Abstract Detail

Nº613/1802 - Integrating data for conservation: a use case for monitoring plant species on a European scale
Format: ORAL
Authors
Pierre Bonnet1, Antoine Affouard2, Jean-Christophe Lombardo2, Mathias Chouet1, Hugo Gresse2, Vanessa Hequet1, Remi Palard1, Maxime Fromholtz2, Vincent Espitalier1, Herv Goau1, Thomas Paillot2, Benjamin Deneu2, Christophe Botella2, Joaquim Estopinan1,2, Csar Leblanc1,2, Maximilien Servajean3, Franois Munoz4, Alexis Joly2
Affiliations
1 AMAP, Univ Montpellier, CIRAD, CNRS, INRAE, IRD, Montpellier, France 2 Inria, LIRMM, Université de Montpellier, CNRS, Montpellier, France 3 LIRMM, AMIS, Université Paul-Valéry - Montpellier 3, CNRS, Montpellier, France 4 LIPHY, Univ. Grenoble Alpes, CNRS, Grenoble, France
Abstract
Human activities are exerting an increasingly profound impact on global biodiversity. There is a pressing need for a substantial improvement in our understanding of biodiversity to assist land managers, and decision-makers in formulating effective day-to-day strategies for preserving species and habitats. At the European level, significant efforts are underway to harness and leverage the vast corpus of floristic, environmental, and remote sensing data to refine our understanding of vegetation. The Pl@ntNet platform has been set up to meet this challenge, based on a workflow at the intersection of citizen science, botany, and data science.

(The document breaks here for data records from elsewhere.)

PR #3391, opened 2020-05-06
Tune relaying of untrusted proposals & validations: 

nbougalis:
In deciding whether to relay a proposal or validation, a server would consider whether it was issued by a validator on that server's UNL.

While both trusted proposals and validations were always relayed, the code prioritized relaying of untrusted proposals over untrusted validations. While not technically incorrect, validations are generally more "valuable" because they are required during the consensus process, whereas proposals are not, strictly, required.

The commit introduces two new configuration options, allowing server operators to fine-tune the relaying behavior:

The `[relay_proposals]` option controls the relaying behavior for proposals received by this server. It has two settings: "**trusted**" and "**all**" and the default is "**trusted**".

The `[relay_validations]` options controls the relaying behavior for validations received by this server. It has two settings: "**trusted**" and "**all**" and the default is "**all**".

This change does not require an amendment as it does not affect transaction processing.


MarkusTeufelberger:
Proposals are necessary to be able to even do validations though, right?

I would prefer if both untrusted proposals and validations are by default relayed (as it is already the case). If server operators want to limit this for some reason, they now have the option to do so. Otherwise this creates incentives to collaborate more than maybe healthy or necessary with other node operators to even be able to reliably broadcast proposals.

nbougalis:
>Proposals are necessary to be able to even do validations though, right?

Even if you never see a single trusted proposal, as long as you see the validation you will continue. Of course, if *nobody else* sees a trusted proposal either, that's a problem.

>I would prefer if both untrusted proposals and validations are by default relayed (as it is already the case).

This is not already the case: currently trusted proposals and validations are always related. Untrusted validations are, at present, **never** relayed and untrusted proposal are only if they're from a cluster peer or they're proposals on top of the last ledger we consider part of the consensus set. 

The not relaying untrusted validations but relaying _some_ untrusted proposals is topsy-turvy. Again, validations are more important than proposals.

With that said, we can certainly make the default for proposals be `all` instead of `trusted`. 

>If server operators want to limit this for some reason, they now have the option to do so. Otherwise this creates incentives to collaborate more than maybe healthy or necessary with other node operators to even be able to reliably broadcast proposals.

I don't know that I agree completely, but I can certainly understand the point you're trying to make.

src/ripple/app/consensus/RCLValidations.cpp
```diff
@@ -152,7 +152,8 @@ bool
 handleNewValidation(
     Application& app,
     std::shared_ptr<STValidation> const& val,
-    std::string const& source)
+    std::string const& source,
+    bool relayUntrusted)
```
gregtatcam, line 156: `relayUntrusted` (basically is `RELAY_UNTRUSTED_VALIDATIONS`) is used to override the return of `handleNewValidation`. I think it'll be more clear just to evaluate `RELAY_UNTRUSTED_VALIDATIONS` when deciding whether relay or not. It also simplifies the function's signature and reduces the required changes.

src/ripple/app/consensus/RCLConsensus.cpp
```diff
@@ -828,12 +828,15 @@ RCLConsensus::Adaptor::validate(
...
     app_.getHashRouter().addSuppression(
         sha512Half(makeSlice(v->getSerialized())));
-    handleNewValidation(app_, v, "local");
-    Blob validation = v->getSerialized();
-    protocol::TMValidation val;
-    val.set_validation(&validation[0], validation.size());
-    // Send signed validation to all of our directly connected peers
-    app_.overlay().send(val);
+
+    if (handleNewValidation(app_, v, "local", true))
```
gregtatcam, line 832: Don't need to check for return (see other comment in RCVValidations.cpp).

src/ripple/app/misc/NetworkOPs.cpp
```diff
@@ -2482,7 +2473,8 @@ NetworkOPsImp::recvValidation(
     JLOG(m_journal.debug())
         << "recvValidation " << val->getLedgerHash() << " from " << source;
     pubValidation(val);
-    return handleNewValidation(app_, val, source);
+    return handleNewValidation(
+        app_, val, source, app_.config().RELAY_UNTRUSTED_VALIDATIONS);
```
gregtatcam, line 2477: Consider not passing `RELAY_UNTRUSTED_VALIDATIONS` and add it to the expression in `PeerImp::checkValidation()`: 

> if (app_.getOPs().recvValidation(val, std::to_string(id())) ||
            cluster() || app_.config().RELAY_UNTRUSTED_VALIDATIONS)
    {
            auto const suppression =
                sha512Half(makeSlice(val->getSerialized()));
            overlay_.relay(*packet, suppression);
    }

src/ripple/protocol/STValidation.h
```diff
@@ -88,6 +88,13 @@ class STValidation final : public STObject, public CountedObject<STValidation>
             Throw<std::runtime_error>("Invalid signature in validation");
         }
 
+        if (!isFieldPresent(sfLedgerSequence))
+        {
+            JLOG(debugLog().error()) << "Signature with no ledger sequence: "
+                                     << getJson(JsonOptions::none);
```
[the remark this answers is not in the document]
nbougalis: Oops, good catch.

src/ripple/overlay/impl/PeerImp.cpp
```diff
@@ -2460,25 +2461,15 @@ PeerImp::checkPropose(
...
-            // relay untrusted proposal
-            JLOG(p_journal_.trace()) << "relaying UNTRUSTED proposal";
-            overlay_.relay(*packet, peerPos.suppressionID());
-        }
-        else
-        {
-            JLOG(p_journal_.debug()) << "Not relaying UNTRUSTED proposal";
-        }
-    }
+        relay = app_.config().RELAY_UNTRUSTED_PROPOSALS || cluster();
```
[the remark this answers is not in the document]
nbougalis: We could. The benefits of doing so are minimal, especially if we end up not relaying the resulting validation.

src/ripple/app/consensus/RCLValidations.cpp
```diff
@@ -182,50 +182,35 @@ handleNewValidation(
...
                     " (likely from a Byzantine validator)");
         }
 
         if (outcome == ValStatus::multiple && j.warn())
         {
-            auto const seq = val->getFieldU32(sfLedgerSequence);
             dmp(j.warn(),
                 "multiple validations issued for " + to_string(seq) +
                     " (multiple validators operating with the same key?)");
         }
```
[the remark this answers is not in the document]
nbougalis: `badSeq` can occur for any number of reasons, almost all of which are bening.

src/ripple/app/consensus/RCLValidations.cpp
nbougalis: Thanks, that's nice. Adopted.

src/ripple/overlay/impl/PeerImp.cpp
```diff
@@ -2460,25 +2461,15 @@ PeerImp::checkPropose(
         return;
     }
 
+    bool relay;
+
     if (isTrusted)
-    {
-        app_.getOPs().processTrustedProposal(peerPos, packet);
-    }
+        relay = app_.getOPs().processTrustedProposal(peerPos);
```
pwang200, line 2467: `processTrustedProposal` eventually calls `Consensus<Adaptor>::peerProposalInternal` and checks things like `if (phase_ == ConsensusPhase::accepted)`. That means this proposal is too late for me. At this point, most likely the network doesn't need it anymore. But someone might. I think either way is fine. Just wanted to point it out. 

Also this part seems asymmetric. Ie. if RELAY_UNTRUSTED_PROPOSALS is "all", untrusted proposals get relayed no matter what, but trusted proposals must go through additional checks.

cfg/rippled-example.cfg
```diff
@@ -593,6 +593,23 @@
...
+#
+#   Controls the relaying behavior for proposals received by this server that
+#   are issued by validators that are not on the server's UNL.
+#
+#   Legal values are: "trusted" and "all". The default is "trusted".
+#
+#
+# [relay_validations]
+#
+#   Controls the relaying behavior for proposals received by this server that
```
pwang200, line 607: typo: proposals -> validations

src/ripple/overlay/impl/PeerImp.cpp
nbougalis: Good eyes. Yes, "all" in this case doesn't _really_ mean "all" because of this additional filtering that we perform. But as you note, proposals are, generally, not needed if the corresponding _validation_ is seen.

cfg/rippled-example.cfg
nbougalis: :+1:

nbougalis:
@pwang200:

>`sfLedgerSequence` is still marked as `soeOPTIONAL` in `STValidation::validationFormat`, but is required now. The reason is we don't want to change the API of RPC etc, right? Maybe add a comment in `STValidation::validationFormat` to explain?

I don't think there's any reason to not change it to `soeREQUIRED`. I'll double-check and do that.

pwang200:
Right, changing from `optional` to `required` is not a breaking change.

nbougalis:
@pwang200: addressed the typo and marked the `sfLedgerSequence` field as required in validations. Courtesy unit test included.

src/ripple/protocol/STValidation.h
```diff
@@ -122,15 +122,19 @@ class STValidation final : public STObject, public CountedObject<STValidation>
...
 
-        // This is a logic error because we should never assemble a
-        // validation without a ledger sequence number.
-        if (!isFieldPresent(sfLedgerSequence))
-            LogicError("Missing ledger sequence in validation");
-
         // Finally, sign the validation and mark it as trusted:
         setFlag(vfFullyCanonicalSig);
         setFieldVL(sfSignature, signDigest(pk, sk, getSigningHash()));
         setTrusted();
```
gregtatcam, line 128: Should we sign after the validation is complete?

src/ripple/protocol/STValidation.h
```diff
@@ -126,6 +126,15 @@ class STValidation final : public STObject, public CountedObject<STValidation>
...
+
+        // Check to ensure that all required fields are present.
+        for (auto const& e : validationFormat())
+        {
+            if (e.style() == soeREQUIRED && !isFieldPresent(e.sField()))
+                LogicError(
+                    "Required field '" + e.sField().getName() +
+                    "' missing from validation.");
+        }
```
gregtatcam, line 137: Should we sign after the validation is complete?

src/ripple/core/Config.h
```diff
@@ -136,6 +136,8 @@ class Config : public BasicConfig
     std::size_t NETWORK_QUORUM = 1;
 
     // Peer networking parameters
+    bool RELAY_UNTRUSTED_VALIDATIONS = true;
+    bool RELAY_UNTRUSTED_PROPOSALS = false;
```
MarkusTeufelberger, line 140:
```suggestion
    bool RELAY_UNTRUSTED_PROPOSALS = true;
```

It now enables the automated identification of over 45,000 plant species using state-of-the-art deep learning algorithms. The millions of produced plant observations have contributed to numerous research and conservation projects, positioning Pl@ntNet in 2022 as a top-5 data provider to the GBIF international platform. In this presentation, we will introduce the innovative methods currently being developed by the Pl@ntNet team to assist field botanists. Specifically, we will discuss how todays AI technologies allow us to establish contextualized summaries of plant biodiversity in specific areas. We will discuss advancements in the analysis of multi-species images commonly generated during floristic inventories. Additionally, we will showcase results obtained through DeepSDMs (Species Distribution Models based on deep learning) for predicting the distribution of species and indicators characterizing plant biodiversity at very high resolution. These results are disseminated through free online maps and services for managers, assisting in the identification of key conservation areas. Notably, this work has enabled map production from local to regional scale, at 50 m resolution. We will provide a brief overview of identified and implemented uses of these results, demonstrating the various contexts in which these research findings can be impactful, whether for education, management, monitoring, or promotion of natural heritage.